*** EXERCISE MATERIALS ***
PR #550, opened 2020-04-09
Remove old Travis files

mvorisek:
If needed anytime, they can be restored from history, but having old/ununsed files in repo is misleading.


romaninsh:
Is that fully removing travis? I don't see it in checks above.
***
WORK TO COMPLETE » Copy task for the entries above: every line with the string "files".

TASK OUTPUT »
Remove old Travis files
If needed anytime, they can be restored from history, but having old/ununsed files in repo is misleading.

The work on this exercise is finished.